I tried 'echo mem > /sys/power/state' and that suspended the system but it did not return from suspend nor did it appear to crash no matter what I did.

Comment 6 Matthew Garrett 2008-11-05 18:21:46 UTC
Can you attach the output of lshal?

Comment 7 Mike Gahagan 2008-11-05 18:32:14 UTC
Created attachment 322626 [details]
lshal output

Comment 8 Matthew Garrett 2008-11-05 18:56:02 UTC
Hm. Did this ever work? From X (as root) does:

pm-suspend --quirk-s3-bios --quirk-s3-mode

result in any improvement?

Comment 9 Zack Cerza 2008-11-05 19:25:32 UTC
I have a Z61t here, too. There is a regression in 5.3, filed as bug 468289, where the screen is blank on resume. VT switching works around it, but if I Ctrl-Alt-Backspace instead, I do get a kernel panic.

Comment 10 Matthew Garrett 2008-11-05 19:37:47 UTC
Zack, can you try the same thing?

Comment 11 Zack Cerza 2008-11-05 20:00:15 UTC
I'll try it, but this laptop never needed any quirks before.

Comment 12 Zack Cerza 2008-11-05 20:08:44 UTC
Er, actually it does seem to help. Resumes fine, and there's no kernel panic if I Ctrl-Alt-Backspace.

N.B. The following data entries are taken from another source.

Issue #11367, opened 2022-03-25
CondaHTTPError: HTTP 000 CONNECTION FAILED


kenodegard:
### Summary

This is a catch-all error that is very unhelpful and very hard to diagnose (although there are a small handful of cases that typically causes it). Collecting reported issues to see if we can make a plan.

### Linked Issues & PRs

- https://github.com/conda/conda/issues/11272
- https://github.com/conda/conda/issues/11126
- https://github.com/conda/conda/issues/11082
- https://github.com/conda/conda/issues/11006
- https://github.com/conda/conda/issues/10711
- https://github.com/conda/conda/issues/10612
- https://github.com/conda/conda/issues/10311
- https://github.com/conda/conda/issues/10291
- https://github.com/conda/conda/issues/10288
- https://github.com/conda/conda/issues/10184
- https://github.com/conda/conda/issues/10170
- https://github.com/conda/conda/issues/10146
- https://github.com/conda/conda/issues/10111
- https://github.com/conda/conda/issues/9948
- https://github.com/conda/conda/issues/9746
- https://github.com/conda/conda/issues/9656
- https://github.com/conda/conda/issues/9555
- https://github.com/conda/conda/issues/9370
- https://github.com/conda/conda/issues/8945
- https://github.com/conda/conda/issues/8656
- https://github.com/conda/conda/issues/5220

jezdez:
Let's stop using `HTTP 000` errors as a way to tell users that something didn't work out during networking/IO.

biologyzhangbo:
I provid a solution to this issue, but it only works in mainland China.
First, delete the line containing "defaults" in the channels. Note that you should delete the entire line.
Next, replace all instances of "https" with "http" in the Tsinghua channel URLs.
Then you will find that your Conda can work normally.

PR #11564, opened 2022-06-21
Separate `SSLError` from `HTTPError`

kenodegard:
### Description

Previously `SSLErrors` were grouped with `HTTPErrors` and hence became more difficult to diagnose since we'd receive a non-obvious HTTP 000 error. This defines a new `CondaSSLErrors` and passes through the `SSLError` for further diagnosis.

See #11367 (not a complete solution as HTTP 000 is still possible).

### Checklist - did you ...


jezdez (changes requested):
This increases the number of our test runs drastically just for one test. Can you think of another way that would successfully monkeypatch this, so the tests are run in place and we don't have as much test matrix sprawl?

kenodegard:
@jezdez I agree, I dislike that I had to implement the tests this way, but I don't see a simple alternative. Trying to properly mock the import as part of the regular unit test suite is not straightforward. The problem is that `conda` gets imported as part of pytest startup (https://github.com/conda/conda/blob/6ed9db722e95234b618e5ec36825c3673ffbf302/tests/__init__.py) so even if the no SSL test is the very first test run, conda has already been imported making any mocking very convoluted.

tests/core/test_subdir_data.py
```diff
@@ -190,7 +193,20 @@ def test_fetch_repodata_remote_request_invalid_noarch(self):
...
+            fetch_repodata_remote_request(url, etag, mod_stamp)
+
+
+def test_no_ssl(mocker):
+    def CondaSession_get(*args, **kwargs):
+        raise SSLError("Got an SSL error")
+
+    mocker.patch.object(CondaSession, "get", CondaSession_get)
+
+    url = "https://www.fake.fake/fake/fake/noarch"
```
dholth, line 205: this url might be fake

jezdez (approved):

PR #11576, opened 2022-06-23
Fix GIT_DESCRIBE_REGEX to strip non-numeric characters at beginning

ryanvolz:
### Description

This fixes `GIT_DESCRIBE_TAG_PEP440` when the tag includes a prefix composed of lowercase letters, e.g. "v1.0.0" -> "1.0.0".

This regex is used to parse the output of `git describe` and turn it into a version, post commit number, and commit hash that can be formatted into a PEP440-compliant version number. The first part of this regex was presumably intended to match letters, '_', or '-' at the beginning of the string to strip them off exclusive of the version number. The pattern was incorrect, however, with an unescaped '-' being interpreted as a character range instead of the literal dash character. The result was that all lowercase letters except 'z' would not be stripped from the version.

The common case that this fixes is a git version tag that has a 'v' prefix, like "v1.0.0". Previously, this would result in an invalid version number of "v1.0.0". With this fix, the version number becomes "1.0.0".

The following test case shows the change:
```
import re
import conda.auxlib.packaging
print(conda.auxlib.packaging.GIT_DESCRIBE_REGEX.match('v1.0.0-52-gc50417f').groupdict())
```
produces `{'version': 'v1.0.0', 'post': '52', 'hash': 'c50417f'}` before the change and `{'version': '1.0.0', 'post': '52', 'hash': 'c50417f'}` after the change, correctly stripping the 'v' prefix.

### Checklist - did you ...

### DIFF
--- a/conda/auxlib/packaging.py
+++ b/conda/auxlib/packaging.py
@@ -82,7 +82,7 @@ import sys
 log = getLogger(__name__)
 
 Response = namedtuple('Response', ['stdout', 'stderr', 'rc'])
-GIT_DESCRIBE_REGEX = compile(r"(?:[_-a-zA-Z]*)"
+GIT_DESCRIBE_REGEX = compile(r"(?:[_\-a-zA-Z]*)"
                              r"(?P<version>[a-zA-Z0-9.]+)"
                              r"(?:-(?P<post>\d+)-g(?P<hash>[0-9a-f]{7,}))$")
 
--- a/news/11576-fix-get-describe-regex
+++ b/news/11576-fix-get-describe-regex
@@ -1,0 +1,19 @@
+### Enhancements
+
+* <news item>
+
+### Bug fixes
+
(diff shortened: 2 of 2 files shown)


ryanvolz:
I have recently e-signed the CLA, so checking an updating the bot should take care of that.

As far as I can tell, this doesn't have any tests or documentation currently, so I'm not sure what to do there.

travishathaway:
Hi @ryanvolz,

Thanks a lot for submitting this fix. If you'd like to create tests, I would create a new directory underneath `tests` called `auxlib` and create a new `test_packaging.py` file to hold the tests.

For the tests themselves, you will see that we have both older class-based `unittest` style tests and newer `pytest` style tests. We now prefer using `pytest` styled test. To get a good idea of what these look like, you can take a look at this recent pull request https://github.com/conda/conda/pull/11462 under the `tests` folder.

Once this pull request has some tests associated with, I will have a discussion with my fellow maintainers to see if this is a good candidate to be merged (seems pretty likely that it is though).

jezdez:
@conda-bot check

PR #11589, opened 2022-06-28
Add cytoolz as dependency

### LINKED ISSUE #11333: Replace `toolz` dependency with `cytoolz`
This makes me all kind of uncomfortable since cytoolz is a separate pacakge and us using it this way is totally backwards. We should rely on it instead directly or remove our footprint using it. Probably larger than this PR though, so worth opening a ticket to look into it.

_Originally posted by @jezdez in https://github.com/conda/conda/pull/11290#discussion_r826836808_

travishathaway:
### Description
This removes the `toolz` module from our vendored dependencies. Instead, we will rely explicitly on `cytoolz` from now on.

Resolves #11333 

### Checklist - did you ...


kenodegard (approved):

kenodegard (changes requested):
This warrants a news snippet.

kenodegard (approved):

kenodegard:
Just reviewed all of our other repos and found this impacts other repos. `conda._vendor.toolz` is used in both [`constructor`](https://github.com/conda/constructor/blob/7a6cf1d65035c41d5c8f4bb519a5eb8cff8ff9e4/constructor/conda_interface.py#L31-L33) and [`conda-libmamba-solver`](https://github.com/conda-incubator/conda-libmamba-solver/blob/640456f70731518f9d50e7c05b285b0a0e526d0c/conda_libmamba_solver/_libmamba.py#L18).

conda/activate.py
```diff
@@ -13,10 +13,11 @@
 import sys
 from textwrap import dedent
 
+from cytoolz.itertoolz import concatv, drop
```
jakirkham, line 16: There is a `tlz` namespace that tries `cytoolz` first and falls back to `toolz`. It also works regardless of which is installed. This is what we do in Dask ( https://github.com/dask/dask/pull/5949#issuecomment-595407707 )

```suggestion
from tlz.itertoolz import concatv, drop
```

kenodegard: hm interesting, and I see that `cytoolz` lists `toolz` as a dependency so it'll always be present

travishathaway: Thanks for the suggestion. I just updated all of our import statements to use `tlz` instead of `cytoolz` 👍

jakirkham: Thanks Travis! 🙏

kenodegard (approved):
🚀

kenodegard (approved):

Comment 13 Matthew Garrett 2008-11-05 22:03:51 UTC
Hm. Ok, in that case if it's a regression it's in the Intel graphics driver - presumably it's now doing slightly less reprogramming than it was before, and then managed to stomp over inappropriate memory when killed. We can add quirks for the Z61t easily enough, but there's the potential for other systems to have been affected.

Comment 14 Matthew Garrett 2008-11-05 22:05:25 UTC

*** This bug has been marked as a duplicate of bug 468289 ***

Comment 15 Bill Muller 2012-03-13 23:11:13 UTC
This has been marked a duplicate of 468289 but attempting to access that thread returns "You are not authorized to access bug #468289."